Musa balbisiana, communément appelée fleur de bananier plantain ou banane sauvage, est une espèce de banane sauvage appartenant à la famille des Musaceae. C'est l'une des deux espèces ancestrales des bananes cultivées modernes, l'autre étant Musa acuminata. Contrairement aux bananes dessert sucrées que la plupart des gens connaissent, Musa balbisiana est une banane sauvage féculente et pleine de graines qui a joué un rôle fondamental dans la domestication de presque toutes les variétés de bananes comestibles dans le monde.
• L'une des deux principales espèces progénitrices des bananes cultivées
• Contribue au génome "B" des cultivars de bananes modernes (par exemple, groupes génomiques AAB, ABB)

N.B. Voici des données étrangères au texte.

PR #1810, opened 2025-03-03
Support MXFP6 packing and fused unpack-dequantise kernel (conflicts resolved)

alex-titterton:
Updated version of #1687 to resolve some merge conflicts.

Good afternoon! Following recent developments and increased support for MXFP formats, it would be useful to support efficient packing for MXFP6 to benefit from the decrease in memory consumption and bandwidth requirements vs (MX)FP8.

MXFP6 has shown to perform similarly well compared with MXFP8 in LLM inference tasks, and with sufficient QAT even as well as float32, e.g. in the [MXFP paper](https://arxiv.org/abs/2310.10537).

This PR packs the bits representing the FP6 values in a 4+2 fashion as is done in the [FP6 LLM paper](https://arxiv.org/abs/2401.14112), and supports both E2M3 and E3M2 variants. Packing is done via standalone Triton kernel, with unpacking and dequantisation performed via a fused kernel for better performance.

Tests have been added in test_custom_cast.py and test_mx_tensor.py to cover accuracy in quantise-pack-unpack-dequantise with various FP6 values (min/max norm, min/max subnorm, -0.0 etc for both E2M3 and E3M2 variants) as well as checking packed tensor dimensions.

Note: due to the 4+2 packing scheme this requires the packing dimension to be a multiple of 4 since the packed dimension will be 3/4 of this. However the typical MX block size is 32 (—> 24 when packed), and HW implementations tend to require dims to be multiples of 16 or 32, so this should not be a problem. The relevant test case dimensions have been changed from 6 to 8 and the MX block sizes from 2 to 4 where applicable in order to accommodate this requirement.

Note: I've added a bool flag into `config.py` to enable/disable FP6 packing, but it doesn't belong to any class as such. I wasn't sure where best to put it following the restructuring of the config file, and so for now it's just accessed from other functions/classes as `config.pack_fp6`.

### DIFF
--- a/torchao/prototype/mx_formats/config.py
+++ b/torchao/prototype/mx_formats/config.py
@@ -15,6 +15,7 @@ from torchao.prototype.mx_formats.constants import (
     SUPPORTED_ELEM_DTYPES,
 )
 
+pack_fp6 = True
 
 class MXGemmKernelChoice(Enum):
     # always available - MX operands are dequantized and a high precision
--- a/torchao/prototype/mx_formats/config.py
+++ b/torchao/prototype/mx_formats/config.py
@@ -61,8 +61,9 @@ class MXLinearConfig:
     # If True, uses a custom triton kernel for fp4 dequantize
     use_fp4_custom_triton_dequant_kernel: bool = False
 
-    # If True, packs 4xFP6 into 3xuint8 containers, using custom triton kernels (fused unpack/dequantize)
-    pack_fp6 = False
+    # If True, packs 4xFP6 into 3xuint8 containers for inference, using custom triton
+    # kernels (fused unpack/dequantize). Training not currently supported.
+    pack_fp6 = True
 
     def __post_init__(self):
         # validate elem_dtype and its overrides
--- a/torchao/prototype/mx_formats/config.py
+++ b/torchao/prototype/mx_formats/config.py
@@ -63,7 +63,7 @@ class MXLinearConfig:
 
     # If True, packs 4xFP6 into 3xuint8 containers for inference, using custom triton
     # kernels (fused unpack/dequantize). Training not currently supported.
-    pack_fp6 = True if hasattr(torch.library, 'custom_op') else False
+    pack_fp6 = True if hasattr(torch.library, "custom_op") else False
 
     def __post_init__(self):
         # validate elem_dtype and its overrides
--- a/torchao/prototype/mx_formats/config.py
+++ b/torchao/prototype/mx_formats/config.py
@@ -63,7 +63,7 @@ class MXLinearConfig:
 
     # If True, packs 4xFP6 into 3xuint8 containers for inference, using custom triton
     # kernels (fused unpack/dequantize). Training not currently supported.
-    pack_fp6 = True
+    pack_fp6 = True if hasattr(torch.library, 'custom_op') else False
 
     def __post_init__(self):
         # validate elem_dtype and its overrides
--- a/torchao/prototype/mx_formats/config.py
+++ b/torchao/prototype/mx_formats/config.py
@@ -15,7 +15,6 @@ from torchao.prototype.mx_formats.constants import (
     SUPPORTED_ELEM_DTYPES,
 )
 
-pack_fp6 = True
 
 class MXGemmKernelChoice(Enum):
     # always available - MX operands are dequantized and a high precision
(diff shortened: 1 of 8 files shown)


torchao/prototype/mx_formats/config.py
```diff
@@ -15,6 +15,7 @@
     SUPPORTED_ELEM_DTYPES,
 )
 
+pack_fp6 = True
```
vkuzo, line 18: can we put this inside of `MXLinearConfig` and default to `False`?

alex-titterton: Makes sense -- I've updated this to use the `MXLinearConfig` class and defaulted to `False`.

vkuzo:
Thank you! I took a closer look at the PR after the rebase, and just have a couple of follow-up questions:
1. Is this inference only, or do you expect usage during training?  If inference only it may be simpler to just omit this from training code.
2. would it be possible to add a reference plain PyTorch kernel for the packing, similar to how our packed fp4x2 currently works?  That can be in a separate PR is needed, but at least we should have a TODO comment tracking it.

alex-titterton:
> 2. would it be possible to add a reference plain PyTorch kernel for the packing, similar to how our packed fp4x2 currently works?  That can be in a separate PR is needed, but at least we should have a TODO comment tracking it.

I've added a reference implementation just now 👍

vkuzo:
> I'd say the use case for inference is of course clearer, but for training I could imagine it being a benefit perhaps more in the case of fine-tuning on hardware with limited memory capacity/bandwidth (i.e. when the dimensions of the model have been nailed down such that the dimensions shouldn't pose a problem for packing). On that basis I think it's perhaps worth having as an option where the default is not to pack, but it can be used for either training or inference?

Makes sense.  How about adding it to inference on-by-default for fp6, and we revisit training when the use case is more clear?

alex-titterton:
> > I'd say the use case for inference is of course clearer, but for training I could imagine it being a benefit perhaps more in the case of fine-tuning on hardware with limited memory capacity/bandwidth (i.e. when the dimensions of the model have been nailed down such that the dimensions shouldn't pose a problem for packing). On that basis I think it's perhaps worth having as an option where the default is not to pack, but it can be used for either training or inference?
> 
> Makes sense. How about adding it to inference on-by-default for fp6, and we revisit training when the use case is more clear?

Sorry, just to clarify: do you mean to leave the training support parts in but off-by-default, or remove entirely?

vkuzo:
hmm, thinking out loud here:
* packing weights to fp6 seems clearly useful for inference: we save model size on disk, and potentially throughput if the workload is memory bound
* packing weights/activations/grads to fp6 value to training is not yet clear

that context would point me to say "on by default in inference" and "not supported at all in training to minimize complexity, unless someone articulates the actual benefit" - thoughts?

alex-titterton:
> hmm, thinking out loud here:
> 
> * packing weights to fp6 seems clearly useful for inference: we save model size on disk, and potentially throughput if the workload is memory bound
> * packing weights/activations/grads to fp6 value to training is not yet clear
> 
> that context would point me to say "on by default in inference" and "not supported at all in training to minimize complexity, unless someone articulates the actual benefit" - thoughts?

That sounds reasonable. The same `MXLinearConfig` class is used for both training and inference, but I've tidied it up such that there's no `pack_fp6` in any of the training wrappers etc.

vkuzo:
thank you, looks great!  I have just kicked off a CI run

> The same MXLinearConfig class is used for both training and inference,

yep, we will likely improve this soon as we iterate on the MX flows.  Having it in the same place is temporary.

vkuzo:
would you mind running the linter and amending the PR?

```
cd torchao
ruff format
ruff check . --fix
```

vkuzo:
Also, looks like CI is red, seems like the new functionality and tests are not being properly skipped when triton is not available.  I think copying how the fp4 triton packing kernel handles this would be one way to resolve.

alex-titterton:
> Also, looks like CI is red, seems like the new functionality and tests are not being properly skipped when triton is not available. I think copying how the fp4 triton packing kernel handles this would be one way to resolve.

Ah, I see it - one of the dummy function definitions still had `MX_BLOCK_SIZE: tl.constexpr` in the case where triton is unavailable. Fixed it now, sorry about that!

alex-titterton:
Looks like the tests are failing for `torch==2.3` since the `torch.library.custom_op` module (used in `custom_cast.py` to allow for `torch.compile` with fp6 packing) only exists in `torch>=2.4`. A lot of tests are skipped when `torch<2.4`, but this is done after the imports are run and so the error will still occur.

One option is if I create a dummy no-op for `pack_uint6` in the case where `torch<2.4`, and in that case force the `pack_fp6` flag to `False`? It's a little fiddly, but it would allow `torch==2.3` to still be supported just without fp6 packing.

alex-titterton:
I've added a proposed solution whereby `@torch.library.custom_op` decorated function declarations are only called if `torch >= 2.4`. If using `torch < 2.4` FP6 packing is disabled by default, and trying to use it will throw a more informative error message. @vkuzo hopefully this looks ok to you!

vkuzo:
thanks! I have kicked off another round of CI.

PR #1812, opened 2025-03-03
fix USE_CPP=0 during local build

vkuzo:
Summary:

Looks like this env var no longer matches its original intent (Python-only build)
as various other c++ extensions were added, fixing.

Test Plan:

```
with-proxy USE_CPP=0 pip install -e .
```

Reviewers:

Subscribers:

Tasks:

Tags:

### DIFF
--- a/setup.py
+++ b/setup.py
@@ -47,7 +47,7 @@ use_cpp = os.getenv("USE_CPP")
 
 import platform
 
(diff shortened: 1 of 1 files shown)


vkuzo:
* __->__ #1812

vkuzo:
CI is failing, needs some work

PR #1822, opened 2025-03-04
Remove libOMP linking for experimental kernels

Jack-Khuu:
As mentioned in https://github.com/pytorch/torchchat/pull/1493, we no longer need to explicitly link to OMP libs


Jack-Khuu:
@metascroy @manuelcandales Is there CI that auto checks for this? 

How should we test this?

metascroy:
It looks like it fails with linking error if you don't make it explicit.

It might have to do with the version of pytorch being used in the test.  Do you know which version has OMP bundled?

Jack-Khuu:
I think you're right, it was updated circa https://github.com/pytorch/pytorch/pull/145870

I'll bump the pinned PT

jcaip (approved):
lgtm, feel free to merge once CI passes

Jack-Khuu:
Remade PR: https://github.com/pytorch/ao/pull/1828

This one got flooded on a bad rebase

PR #1826, opened 2025-03-04
Optionally enable KleidiAI + clean up setup.py flags

metascroy:
This PR,

* Guards universal kernels behind TORCHAO_BUILD_CPU_AARCH64
* Cleans up CMakeExtension to include cmake flags
* Introduces BuildOptions that control what CPU/MPS kernels are built.  Universal kernels are built if TORCHAO_BUILD_CPU_AARCH64 is specified,  KleidiAI kernels are built if TORCHAO_BUILD_KLEIDIAI is specified, and MPS kernels are built if TORCHAO_BUILD_EXPERIMENTAL_MPS is specified.  On Arm-based Macs, TORCHAO_BUILD_CPU_AARCH64 is enabled by default when USE_CPP=1.


setup.py
```diff
@@ -75,19 +76,53 @@ def use_debug_mode():
...
+        if self.build_kleidi_ai:
+            assert (
+                self.build_cpu_aarch64
+            ), "TORCHAO_BUILD_KLEIDIAI requires TORCHAO_BUILD_CPU_AARCH64 be set"
+
+        # TORCHAO_BUILD_EXPERIMENTAL_MPS is disabled by default.
+        self.build_experimental_mps = self._os_bool_var(
+            "TORCHAO_BUILD_EXPERIMENTAL_MPS", default=False
+        )
+        if self.build_experimental_mps:
```
manuelcandales, line 110: also need to assert _is_arm64 here. the experimental mps ops are intended for apple silicon

metascroy: Added arm64

PR #1829, opened 2025-03-04
float8 matmul bench: make peak tops lookup dynamic

vkuzo:
Summary:

Instead of hardcoding H100 numbers, makes the script choose between H100
and B200 based on available GPU.

Test Plan:

```
python benchmarks/float8/bench_matmul.py
```

Reviewers:

Subscribers:

Tasks:

Tags:


vkuzo:
* (to be filled)

drisspg (approved):

PR #1832, opened 2025-03-04
Update float8 training benchmark script tensorwise configs

danielvegamyhre:
### Summary of changes
- Update float8 training benchmarking script to use the following additional configurations, in order to capture more optimal perf numbers:
    - `--float8.enable_fsdp_float8_all_gather`
    - `--float8.precompute_float8_dynamic_scale_for_fsdp` 
    - `--float8.force_recompute_fp8_weight_in_bwd`
- Move float8 training benchmark readme into the `/benchmarks/float8/training` folder (it was incorrectly placed in the parent directory)

### Test plan
- `TORCHTITAN_ROOT=${HOME}/local/torchtitan FLOAT8_RECIPE="tensorwise" ./float8_training_benchmark.sh` uses correct float8 args


benchmarks/float8/training/float8_training_benchmark.sh
```diff
@@ -22,7 +22,11 @@ fi
 
 # validate recipe name
 if [ -n "${FLOAT8_RECIPE}" ]; then
-  FLOAT8_ARGS="--model.converters="float8" --float8.recipe_name=${FLOAT8_RECIPE}"
+  if [ "${FLOAT8_RECIPE}" == "tensorwise" ]; then
```
vkuzo, line 25: makes sense, but maybe we shouldn't call it recipe here, since it's not really the "recipe" value from our recipe name to lookup function?  how about `TORCHTITAN_BEST_SETTINGS_RECIPE` or something like that?

It's very annoying :(

vkuzo (approved):

benchmarks/float8/training/float8_training_benchmark.sh
danielvegamyhre: Hmm, we have "tensorwise" as a valid recipe name in the torchao config lookup function [here](https://github.com/pytorch/ao/blob/883dc6513bafc60195d9c12b9160afe2ee2e1dae/torchao/float8/config.py#L304). Are your referring to this [part](https://github.com/pytorch/torchtitan/blob/9a2f5784c3812125df283f423ec6e141359f1fc5/torchtitan/components/float8.py#L63) of torchtitan which basically uses `None` recipe as tensorwise instead of the string?

danielvegamyhre: Makes sense, changed it to `FLOAT8_RECIPE_WITH_BEST_SETTINGS` to communicate to the user we are using additional settings which are optimal for the chosen recipe.

danielvegamyhre:
CI failures on macos are unrelated to this change, merging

• Se distingue de Musa acuminata par son port plus robuste, son bourgeon mâle proéminent et ses fruits féculents et remplis de graines
• L'inflorescence — communément appelée "fleur de bananier" ou "fleur de banane" — est une grande structure pendante, de couleur pourpre foncé à marron, qui pend de l'apex du pseudotrone et est largement utilisée comme légume dans les cuisines d'Asie du Sud et du Sud-Est
Taxonomie
• Le centre d'origine serait le nord-est du sous-continent indien et l'Asie du Sud-Est continentale
• Pousse à l'état sauvage dans les forêts tropicales et subtropicales de plaine, les lisières de forêts et les zones perturbées
• A été cultivée et naturalisée bien au-delà de son aire de répartition naturelle, y compris dans certaines parties de l'Afrique et des îles du Pacifique
• L'espèce a été formellement décrite pour la première fois par le botaniste italien Giovanni Balbis en 1825, dont elle porte le nom
• Des preuves archéologiques et génétiques suggèrent que Musa balbisiana est utilisée par les humains depuis des milliers d'années, avec des phytolithes de banane trouvés dans des sites de culture datant d'au moins 6 500 ans en Papouasie-Nouvelle-Guinée
Pseudotronc et rhizome :
• Pseudotronc formé par des gaines foliaires étroitement imbriquées, atteignant 3 à 7 m de hauteur
• La vraie tige est un corme souterrain (rhizome) qui produit des rejets (pupes) pour la propagation végétative
• La coloration du pseudotronc présente souvent des marbrures brun foncé à noirâtres, un trait d'identification clé
• Le corme est gros, féculent et sert d'organe de stockage principal
Feuilles :
• Grandes lames oblongues jusqu'à 3 m de long et 60 cm de large
• Les pétioles (tiges des feuilles) sont longs et robustes, soutenant la large lame
• La nervure médiane de la feuille est proéminente ; la lame a tendance à être plus dressée et moins tombante que chez Musa acuminata
• Les gaines foliaires sont recouvertes d'un revêtement cireux, souvent pigmenté de foncé
Inflorescence (fleur de bananier) :
• Grande thyrse (grappe composée) pendante émergeant de l'apex du pseudotronc
• Le pédoncule (tige florale) peut mesurer 60 à 100 cm de long, pendant vers le bas
• Recouvert de grandes bractées ovales se chevauchant, de couleur pourpre foncé à marron à l'extérieur, souvent passant au rose ou au crème à l'intérieur
• Les bractées se recourbent pour révéler des rangées de fleurs disposées en grappes (mains) de 1 à 2 rangées
• Les fleurs femelles se développent à la base (extrémité proximale) ; les fleurs mâles à la pointe (extrémité distale)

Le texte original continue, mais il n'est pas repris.